Plotselinge, snelle, terugkerende, niet-ritmische bewegingen of vocalisaties (American Psychiatric Association, 2013).

Parkinsonisme

Bradykinesie met rigiditeit, rusttremor en/of gestoorde houdingsreflexen (Kalia, 2015).

Ataxie

Ongecoördineerde bewegingen in één of meer van deze domeinen: (1) staan en lopen, (2) kinetische ataxie, (3) oogbewegingen, (4) cerebellaire dysarthrie (Kandel, 2000).

Stereotypieën

Doelloze, repeterende bewegingspatronen of vocalisaties die steeds in dezelfde vorm terugkeren gedurende seconden tot minuten, zoals wapperen met de handen.
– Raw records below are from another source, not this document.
PR #193, opened 2017-07-03
Improve tests & result builder classes

ali-ince:
1. Added tests for Session#RunAsync, Session#BeginTransactionAsync and Session#Dispose after async calls,
2. Added tests for Transaction#RunAsync,
3. Improved ResultBuilder & ResultReaderBuilder with a new base class including common members from both classes,
4. Added tests for ResultReaderBuilder & StatementResultReader,
5. Added Session#BeginTransactionAsync(string bookmark) method.

### DIFF
--- a/Neo4j.Driver/Neo4j.Driver/Internal/Result/ResultBuilder.cs
+++ b/Neo4j.Driver/Neo4j.Driver/Internal/Result/ResultBuilder.cs
@@ -22,26 +22,20 @@ using Neo4j.Driver.V1;
 
 namespace Neo4j.Driver.Internal.Result
 {
-    internal class ResultBuilder : IMessageResponseCollector
+    internal class ResultBuilder : BuilderBase
     {
-        private readonly List<string> _keys = new List<string>();
-        private readonly SummaryBuilder _summaryBuilder;
-
         private Action _receiveOneAction;
 
         private readonly Queue<IRecord> _records = new Queue<IRecord>();
         private bool _hasMoreRecords = true;
-
-        private readonly IResultResourceHandler _resourceHandler;
 
         public ResultBuilder() : this(null, null, null, null, null)
         {
         }
 
         public ResultBuilder(Statement statement, Action receiveOneAction, IServerInfo server, IResultResourceHandler resourceHandler = null)
+            : base(statement, server, resourceHandler)
         {
-            _summaryBuilder = new SummaryBuilder(statement, server);
-            _resourceHandler = resourceHandler;
             SetReceiveOneAction(receiveOneAction);
         }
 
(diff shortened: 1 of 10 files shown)


Neo4j.Driver/Neo4j.Driver/Internal/Session.cs
```diff
@@ -427,6 +427,13 @@ public Task<ITransactionAsync> BeginTransactionAsync()
             return TryExecuteAsync(async()=> await BeginTransactionWithoutLoggingAsync(_defaultMode));
         }
 
+        public Task<ITransactionAsync> BeginTransactionAsync(string bookmark)
```
zhenlineo: There should be no BeginTx with bookmark as it is deprecated method already

Neo4j.Driver/Neo4j.Driver/Internal/Result/StatementResultReader.cs
```diff
@@ -32,9 +32,16 @@ public StatementResultReader(List<string> keys, Func<Task<IRecord>> nextRecordFu
...
+            if (_summary == null)
             {
-                _summary = _summaryFunc();
+                if (_summaryFunc != null)
+                {
+                    _summary = _summaryFunc();
+                }
+                else
+                {
+                    _summary = Task.FromResult((IResultSummary)null);
```
zhenlineo: Why this change is needed? Is there a test failure before?

Neo4j.Driver/Neo4j.Driver/Internal/Result/ResultBuilder.cs
```diff
@@ -22,26 +22,20 @@
...
-        private readonly SummaryBuilder _summaryBuilder;
-
         private Action _receiveOneAction;
 
         private readonly Queue<IRecord> _records = new Queue<IRecord>();
         private bool _hasMoreRecords = true;
 
-        private readonly IResultResourceHandler _resourceHandler;
-
         public ResultBuilder() : this(null, null, null, null, null)
```
zhenlineo: Why this constructor is allowed?

Neo4j.Driver/Neo4j.Driver/Internal/Result/ResultReaderBuilder.cs
```diff
@@ -23,23 +23,20 @@
...
+    internal class ResultReaderBuilder : BuilderBase
     {
-        private readonly List<string> _keys = new List<string>();
-        private readonly SummaryBuilder _summaryBuilder;
-
         private Func<Task> _receiveOneFunc;
 
         private readonly Queue<IRecord> _records = new Queue<IRecord>();
         private bool _hasMoreRecords = true;
+        public ResultReaderBuilder() : this(null, null, null, null, null)
```
zhenlineo: Same here. Why we need this constructor? If we will never use this in our code, won't it be better if we have no such a method to protect from using this class wrongly?

Neo4j.Driver/Neo4j.Driver/Internal/Result/ResultReaderBuilder.cs
```diff
@@ -23,23 +23,20 @@
 
 namespace Neo4j.Driver.Internal.Result
 {
-    internal class ResultReaderBuilder : IMessageResponseCollector
+    internal class ResultReaderBuilder : BuilderBase
```
zhenlineo, line 26: Is it easy to break the logic of `IMessageResponseCollector` to an independent class such as `MessageResponseCollector` and have an field in this class instead?
Suggesting to change in another PR if agreed.

Neo4j.Driver/Neo4j.Driver/Internal/Result/ResultReaderBuilder.cs
```diff
@@ -85,7 +82,7 @@ public IStatementResultReader PreBuild()
             return _records.Count > 0 ? _records.Dequeue() : null;
         }
 
-        private void SetReceiveOneFunc(Func<Task> receiveOneAction)
+        internal void SetReceiveOneAction(Func<Task> receiveOneAction)
```
zhenlineo: About naming: 
It is actually a function, so suggesting to name this to `SetReceiveOneFunc`

zhenlineo (commented):
A few naming comments.

PR #195, opened 2017-07-05
Allow session and transaction to be closed multiple times.

zhenlineo:
Allow DisposeAsync and Dispose to be called and not block on Dispose after DisposeAsync.


ali-ince:
Shall we also include a test that ensures upon a Dispose call after an async method call closes up everything as expected?

Neo4j.Driver/Neo4j.Driver.Tests/TransactionTests.cs
```diff
@@ -28,15 +31,43 @@ namespace Neo4j.Driver.Tests
 {
     public class TransactionTests
     {
+        private static Expression<Action<IConnection>> RunRollback => x => x.Run("ROLLBACK", null, null, false);
```
ali-ince, line 34: The previous usage pattern was a bit more self describing about what is expected at each call, but we may give a try anyways.

zhenlineo:
Done :)

PR #199, opened 2017-07-13
Update nuget dependency to latest

zhenlineo:


ali-ince (approved):
I also checked locally and everything was fine!

PR #200, opened 2017-07-17
Decouple routing logic from address set

lutovich:


Neo4j.Driver/Neo4j.Driver/Internal/Routing/AddressSet.cs
```diff
@@ -14,136 +14,105 @@
...
-                {
-                    value = default(T);
-                    return false;
-                }
-                // ensure the index is in range
-                _index = _index % _items.Count;
-                value = _items[_index++];
-            }
-            return true;
+            _items = new List<T>();
```
ali-ince: Should we also make this assignment a critical section?

Neo4j.Driver/Neo4j.Driver/Internal/Routing/IAddressSet.cs
```diff
@@ -0,0 +1,65 @@
...
+        /// <summary>
+        /// Not thread safe
+        /// </summary>
+        bool IsEmpty { get; }
+
+        /// <summary>
+        /// Not thread safe
+        /// </summary>
+        /// <returns></returns>
+        string ToString();
```
ali-ince: There's no need for a ```ToString()``` declaration as it is part of ```Object``` class that can be overrided.

ali-ince (approved):
Your changes looks ok. A few comments only.

Neo4j.Driver/Neo4j.Driver/Internal/Routing/AddressSet.cs
lutovich: Yes, good point. It is fine for `#Clear()` to assign because it is an atomic action, but it is not fine for it to not coordinate with other modification methods like `#Add()` or `#Remove()`.

lutovich:
@ali-ince comments should now be addresses. Thank you.

PR #201, opened 2017-07-18
Least connected load balancing

lutovich:
This PR introduces least connected load balancing strategy and makes it default. Experimental configuration option is added to change it back to round-robin.

### DIFF
--- a/Neo4j.Driver/Neo4j.Driver/Internal/Routing/LeastConnectedLoadBalancingStrategy.cs
+++ b/Neo4j.Driver/Neo4j.Driver/Internal/Routing/LeastConnectedLoadBalancingStrategy.cs
@@ -17,6 +17,7 @@
 
 using System;
 using System.Collections.Generic;
+using Neo4j.Driver.V1;
 
 namespace Neo4j.Driver.Internal.Routing
 {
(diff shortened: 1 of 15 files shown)


Neo4j.Driver/Neo4j.Driver/Internal/Routing/LeastConnectedLoadBalancingStrategy.cs
```diff
@@ -0,0 +1,93 @@
...
+        {
+            var count = addresses.Count;
+            if (count == 0)
+            {
+                _logger.Trace($"Unable to select {addressType}, no known addresses given");
+                return null;
+            }
+
+            // choose start index for iteration in round-rodin fashion
+            var startIndex = roundRobinIndex.Next(count);
```
ali-ince, line 58: Does this provide any kind of advantage over a 0..count-1 loop? Either way, we are iterating through all of the list items and selecting the least connected one. Anything I could not see?

ali-ince (approved):
Looks ok.

Neo4j.Driver/Neo4j.Driver/Internal/Routing/LeastConnectedLoadBalancingStrategy.cs
lutovich: The point here is to "randomize" address selection when all addresses have same amount of active connections. This is especially valuable when cluster has no active transactions. With simple for-loop we would always select the first available address. With round-robin selection of starting point we select machines in round-robin fashion. It could save us when accidentally fist machine is much worse than others.

ali-ince: Yeah, that's right. Need some sleep I guess :)

PR #203, opened 2017-07-25
Add async support for routing driver

zhenlineo:
Improved statistic collector to be able to pull data from multiple statistic provider and remove statistic provider once it is no longer valid.

### DIFF
--- a/Neo4j.Driver/Neo4j.Driver/Internal/ConnectionPool.cs
+++ b/Neo4j.Driver/Neo4j.Driver/Internal/ConnectionPool.cs
@@ -465,8 +465,8 @@ namespace Neo4j.Driver.Internal
         {
             if (_statistics != null)
             {
-                _statistics.Dispose();
                 _statisticsCollector?.Unregister(_statistics);
+                _statistics.Dispose();
             }
         }
 
--- a/Neo4j.Driver/Neo4j.Driver/Internal/ConnectionPool.cs
+++ b/Neo4j.Driver/Neo4j.Driver/Internal/ConnectionPool.cs
@@ -47,7 +47,8 @@ namespace Neo4j.Driver.Internal
         // for test only
         private readonly IConnection _fakeConnection;
 
-        private readonly ConnectionPoolStatistics _statistics;
+        private IStatisticsCollector _statisticsCollector;
+        private ConnectionPoolStatistics _statistics;
 
         public int NumberOfInUseConnections => _inUseConnections.Count;
         internal int NumberOfAvailableConnections => _availableConnections.Count;
@@ -73,12 +74,7 @@ namespace Neo4j.Driver.Internal
 
             _logger = logger;
 
-            var statisticsCollector = connectionPoolSettings.StatisticsCollector;
-            if (statisticsCollector != null)
-            {
-                _statistics = new ConnectionPoolStatistics(uri, this);
-                statisticsCollector.Register(_statistics);
-            }
+            SetupStatisticsProvider(connectionPoolSettings.StatisticsCollector);
         }
 
         internal ConnectionPool(
@@ -446,13 +442,32 @@ namespace Neo4j.Driver.Internal
                     DestoryConnection(connection);
                 }
             });
-            _statistics?.Dispose();
+            DisposeStatisticsProvider();
             base.Dispose(true);
         }
 
         private void ThrowObjectDisposedException()
         {
             FailedToCreateConnection(this);
+        }
+
+        private void SetupStatisticsProvider(IStatisticsCollector collector)
+        {
+            _statisticsCollector = collector;
+            if (_statisticsCollector != null)
+            {
+                _statistics = new ConnectionPoolStatistics(_uri, this);
+                _statisticsCollector.Register(_statistics);
+            }
+        }
+
+        private void DisposeStatisticsProvider()
+        {
+            if (_statistics != null)
+            {
+                _statistics.Dispose();
+                _statisticsCollector?.Unregister(_statistics);
+            }
         }
 
         public override string ToString()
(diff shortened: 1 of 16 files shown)


Neo4j.Driver/Neo4j.Driver/Internal/ConnectionPool.cs
```diff
@@ -455,6 +451,25 @@ private void ThrowObjectDisposedException()
...
+                _statisticsCollector.Register(_statistics);
+            }
+        }
+
+        private void DisposeStatisticsProvider()
+        {
+            if (_statistics != null)
+            {
+                _statistics.Dispose();
+                _statisticsCollector?.Unregister(_statistics);
```
ali-ince: Though it does not make any difference specifically with this usage scenerio, these two lines should be swapped for avoiding access to a disposed object.

Neo4j.Driver/Neo4j.Driver/Internal/ConnectionPoolStatistics.cs
```diff
@@ -81,6 +94,7 @@ public void Dispose()
             _pool = null;
         }
 
-        public static ConnectionPoolStatistics Read(IDictionary<string, object> dict) => new ConnectionPoolStatistics(dict);
+        public static ConnectionPoolStatistics Read(string name, IDictionary<string, object> dict)
```
ali-ince: Better to have it named as From or FromDictionary?

Neo4j.Driver/Neo4j.Driver/Internal/Extensions/CollectionExtensions.cs
```diff
@@ -49,7 +49,7 @@ public static T GetValue<T>(this IDictionary<string, object> dict, string key, T
 
         public static string ToContentString<K, V>(this IDictionary<K, V> dict)
         {
-            var output = dict.Select(item => $"{{{item.Key}, {item.Value}}}");
+            var output = dict.Select(item => $"{{{item.Key}, {item.Value.ValueToString()}}}");
```
ali-ince, line 52: As an improvement, I think we should develop more readable display format (may be indented?) for statistics as it becomes hard to decompose & understand especially when output is large.

Neo4j.Driver/Neo4j.Driver/Internal/Routing/ClusterConnectionPool.cs
```diff
@@ -79,6 +80,18 @@ public IConnection Acquire(Uri uri)
             return pool.Acquire(ignored);
         }
 
+        public async Task<IConnection> AcquireAsync(Uri uri)
```
ali-ince: async and await keywords could be avoided in this method.

Neo4j.Driver/Neo4j.Driver/Internal/Routing/ClusterDiscoveryManager.cs
```diff
@@ -61,46 +61,95 @@ public void Rediscovery()
...
-                    }
-                    ExpireAfterSeconds = record["ttl"].As<long>();
+        public async Task RediscoveryAsync()
+        {
+            var provider = new SingleConnectionBasedConnectionProvider(_conn);
+            var session = new Session(provider, _logger);
+            try
+            {
+                var result = await session.RunAsync(DiscoveryProcedure).ConfigureAwait(false);
+                await result.ReadAsync().ConfigureAwait(false);
```
ali-ince: It would be better to standardize this usage as 
```csharp
if (await result.ReadAsync().ConfigureAwait(false)) {

} else {
   throw ....
}
```
or negation of it.

Neo4j.Driver/Neo4j.Driver/Internal/Routing/ClusterDiscoveryManager.cs
```diff
@@ -130,7 +179,17 @@ public IConnection Acquire(AccessMode mode)
 
             public Task<IConnection> AcquireAsync(AccessMode mode)
             {
-                throw new NotImplementedException();
+                var task = new TaskCompletionSource<IConnection>();
```
ali-ince: This can be simplified as

```csharp
return Task.FromResult(Acquire(mode));
```

Neo4j.Driver/Neo4j.Driver/Internal/Routing/ClusterDiscoveryManager.cs
```diff
@@ -130,7 +179,17 @@ public IConnection Acquire(AccessMode mode)
...
+                task.SetResult(Acquire(mode));
+                return task.Task;
+            }
+
+            public async Task CloseAsync()
+            {
+                if (_connection != null)
```
ali-ince: async & await keywords could be avoided in this method, like

```csharp
if (_connection != null) {
   return _connection.CloseAsync();
}

return Task.CompletedTask;
```

Neo4j.Driver/Neo4j.Driver/Internal/Extensions/CollectionExtensions.cs
zhenlineo: Statistics will be reported in a dictionary. It depends on how the end user would like to print. 

The real way of consuming statistics in my mind was that we will give the dictionary to a graphic server and show us all statistics in real time (every a few sec). I would suggest to not bother too much of how we internally print them out now. We are not really relying on console printout in our tests anyway.

Neo4j.Driver/Neo4j.Driver/Internal/Routing/ClusterDiscoveryManager.cs
zhenlineo: Actually this place
```
await result.ReadAsync().ConfigureAwait(false);
var record = result.Current();
```

What we really want is
```
await result.SingleAsync().ConfigureAwait(false);
```
So I added an extension class to impl this `SingleAsync` now :D

PR #205, opened 2017-07-29
refactor of packstream & bolt layer

ali-ince:
Refactored packstream & bolt layer to better handle async logic


Neo4j.Driver/Neo4j.Driver/Internal/Connector/SocketClient.cs
```diff
@@ -121,24 +161,24 @@ public void Send(IEnumerable<IRequestMessage> messages)
...
-                await _writer.FlushAsync().ConfigureAwait(false);
             }
             catch (Exception ex)
             {
                 _logger?.Info($"Unable to send message to server {_uri}, connection will be terminated. ", ex);
                 Stop();
                 throw;
             }
+
+            return _writer.FlushAsync();
```
zhenlineo: This changes the original flow. The `catch` cause was aiming to catch any error to flush.

Neo4j.Driver/Neo4j.Driver/Internal/IO/BoltReader.cs
```diff
@@ -0,0 +1,279 @@
...
+        }
+
+        public Task ReadAsync(IMessageResponseHandler responseHandler)
+        {
+            _bufferStream.SetLength(0);
+
+            return
+                _chunkReader.ReadNextChunkAsync(_bufferStream)
+                    .ContinueWith(t =>
+                    {
```
zhenlineo: Maybe we could abstract the handling of the structure into a separate method that both async and sync method could call?

Neo4j.Driver/Neo4j.Driver/Internal/IO/BoltReader.cs
```diff
@@ -0,0 +1,279 @@
...
+            _packStreamReader = supportBytes ? new PackStreamReader(_bufferStream) : new PackStreamReaderBytesIncompatible(_bufferStream);
+        }
+
+
+
+        public void Read(IMessageResponseHandler responseHandler)
+        {
+            _bufferStream.SetLength(0);
+
+            _chunkReader.ReadNextChunk(_bufferStream);
```
zhenlineo: If I got the code here correctly, the whole logic depends on the assumption that a whole message (such as a Record message) could be put into `_bufferStream`. I do not think that we could assume on that.

Pls correct me if I understand this part wrongly.

Neo4j.Driver/Neo4j.Driver/Internal/IO/ChunkReader.cs
```diff
@@ -0,0 +1,236 @@
...
+            {
+                // We have not received the chunk size yet, but it can be read from the buffered data.
+                if (_currentChunkSize == -1 && HasBytesAvailable(_chunkSizeBuffer.Length))
+                {
+                    ReadFromChunkStream(_chunkSizeBuffer, 0, _chunkSizeBuffer.Length);
+
+                    _currentChunkSize = PackStreamBitConverter.ToUInt16(_chunkSizeBuffer);
+                    if (_currentChunkSize == 0)
+                    {
+                        break;
```
zhenlineo, line 74: So this while loop will not stop until we've reached a `0x00 00`, does this mean that we will not stop putting more data into `targetStream` (a.k.a. `boltReader._bufferStream`) until we pulled the whole message into `targetStream`?

As I committed in `boltReader` I do not think we could assume that we could always pull the whole message into memory. CC @technige I need some inputs from you too.

Similar for writer, when a chunk is finished, then we should flush it immediately.

zhenlineo (changes requested):
Have not finished the whole PR, but here are some key notes that we need to clarify before we continue.

Neo4j.Driver/Neo4j.Driver/Internal/Connector/SocketClient.cs
ali-ince: Fixed :)

Neo4j.Driver/Neo4j.Driver/Internal/IO/BoltReader.cs
ali-ince: Done :)

zhenlineo (approved):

Stereotypieën treden meestal op bij opwinding, stress of vermoeidheid en zijn vaak afleidbaar (Edwards, Lang et al., 2012).

 

Voor tremor is er in 2018 een consensus classificatie opgesteld. Hierin is ook de naamgeving opgenomen voor de condities waarin de tremor optreedt (Figuur 1) (Bhatia, 2018).

 

Figuur 1. Condities waarin tremor kan optreden (Bhatia, 2018)

 

 

 

  1. Wanneer welke meting aan te vragen?

 

De beslisboom weergegeven in Figuur 2 kan dienen als hulpmiddel bij het aanvragen van KNF-onderzoek bij bewegingsstoornissen.

 

Figuur 2. Beslisboom wanneer welke meting aan te vragen

 

 

 

 

  1. Hoe te meten?

 

In Tabel 2 staat een overzicht van de verschillende metingen en analyses die kunnen worden toegepast ter nadere evaluatie van trillen en schokken van de ledematen.

 

Tabel 2. Overzicht registratie methodes

 

Meting

Apparaat

Video

Accelero-meter

Voordelen

Nadelen

EMG*

EMG

-

Niet gebruikelijk

- snel

- beperkte meting

- weinig analyse mogelijkheden

EMG

EEG

+

+

- meerdere spieren simultaan

- offline beoordeling, verschillende instellingen

- video beschikbaar

- kwantitatieve analyse mogelijk

- specifieke opstelling nodig

- meer arbeidsintensief

EMG + EEG

EEG

+

+

- ook analyse corticale koppeling

- conform EMG-EEG

-geavanceerde analysetechniek

  • * EMG wordt in de regel voor deze indicatie gemeten met oppervlakte elektrodes.